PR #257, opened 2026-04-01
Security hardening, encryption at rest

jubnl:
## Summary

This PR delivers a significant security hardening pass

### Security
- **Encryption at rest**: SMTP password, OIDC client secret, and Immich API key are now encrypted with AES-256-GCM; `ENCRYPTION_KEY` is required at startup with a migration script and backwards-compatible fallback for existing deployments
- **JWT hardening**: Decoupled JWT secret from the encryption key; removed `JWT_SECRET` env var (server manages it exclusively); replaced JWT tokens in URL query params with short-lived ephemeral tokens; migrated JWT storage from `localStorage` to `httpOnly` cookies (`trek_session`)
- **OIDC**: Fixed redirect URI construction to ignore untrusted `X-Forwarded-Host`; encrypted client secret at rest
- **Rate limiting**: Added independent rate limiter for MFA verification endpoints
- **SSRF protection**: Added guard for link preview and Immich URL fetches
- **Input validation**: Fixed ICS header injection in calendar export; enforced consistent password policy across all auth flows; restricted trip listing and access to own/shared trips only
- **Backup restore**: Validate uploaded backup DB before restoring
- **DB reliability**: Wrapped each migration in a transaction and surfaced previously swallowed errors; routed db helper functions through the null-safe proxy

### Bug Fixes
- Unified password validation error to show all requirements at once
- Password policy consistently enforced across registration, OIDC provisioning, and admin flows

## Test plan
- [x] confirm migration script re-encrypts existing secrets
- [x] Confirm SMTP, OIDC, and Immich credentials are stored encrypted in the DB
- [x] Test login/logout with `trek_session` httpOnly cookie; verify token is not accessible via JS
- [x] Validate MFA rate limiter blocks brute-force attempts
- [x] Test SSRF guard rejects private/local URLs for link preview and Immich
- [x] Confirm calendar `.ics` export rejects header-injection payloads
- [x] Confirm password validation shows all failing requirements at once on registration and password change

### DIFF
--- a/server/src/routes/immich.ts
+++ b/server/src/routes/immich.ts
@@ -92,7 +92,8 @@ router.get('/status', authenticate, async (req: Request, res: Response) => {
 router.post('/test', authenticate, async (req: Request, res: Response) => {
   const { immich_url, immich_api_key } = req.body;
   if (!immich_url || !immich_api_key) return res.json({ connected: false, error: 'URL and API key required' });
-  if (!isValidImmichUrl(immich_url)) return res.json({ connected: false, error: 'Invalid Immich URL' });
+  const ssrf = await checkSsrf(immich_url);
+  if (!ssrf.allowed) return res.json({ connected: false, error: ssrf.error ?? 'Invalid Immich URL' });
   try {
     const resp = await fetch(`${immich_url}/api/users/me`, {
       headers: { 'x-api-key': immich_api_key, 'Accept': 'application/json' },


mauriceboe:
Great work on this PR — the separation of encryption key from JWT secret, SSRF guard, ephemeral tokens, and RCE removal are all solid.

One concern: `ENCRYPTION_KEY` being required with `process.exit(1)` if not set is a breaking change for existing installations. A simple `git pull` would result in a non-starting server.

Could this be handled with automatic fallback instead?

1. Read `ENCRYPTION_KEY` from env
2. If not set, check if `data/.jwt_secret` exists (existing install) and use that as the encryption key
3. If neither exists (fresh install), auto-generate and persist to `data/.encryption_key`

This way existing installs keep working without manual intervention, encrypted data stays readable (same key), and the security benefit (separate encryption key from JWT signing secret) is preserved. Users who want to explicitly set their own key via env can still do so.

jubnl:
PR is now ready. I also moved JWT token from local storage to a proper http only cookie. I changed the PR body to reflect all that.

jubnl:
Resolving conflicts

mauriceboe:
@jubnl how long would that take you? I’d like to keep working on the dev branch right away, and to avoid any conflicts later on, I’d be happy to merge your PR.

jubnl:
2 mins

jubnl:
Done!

....

THE PROBLEM: All lines above between those holding "- **JWT hardening**: Decoupled" and "### Bug Fixes", inclusive, must be set down unchanged, and no other line may be included.

RESULT BELOW:
- **JWT hardening**: Decoupled JWT secret from the encryption key; removed `JWT_SECRET` env var (server manages it exclusively); replaced JWT tokens in URL query params with short-lived ephemeral tokens; migrated JWT storage from `localStorage` to `httpOnly` cookies (`trek_session`)
- **OIDC**: Fixed redirect URI construction to ignore untrusted `X-Forwarded-Host`; encrypted client secret at rest
- **Rate limiting**: Added independent rate limiter for MFA verification endpoints
- **SSRF protection**: Added guard for link preview and Immich URL fetches
- **Input validation**: Fixed ICS header injection in calendar export; enforced consistent password policy across all auth flows; restricted trip listing and access to own/shared trips only
- **Backup restore**: Validate uploaded backup DB before restoring
- **DB reliability**: Wrapped each migration in a transaction and surfaced previously swallowed errors; routed db helper functions through the null-safe proxy

### Bug Fixes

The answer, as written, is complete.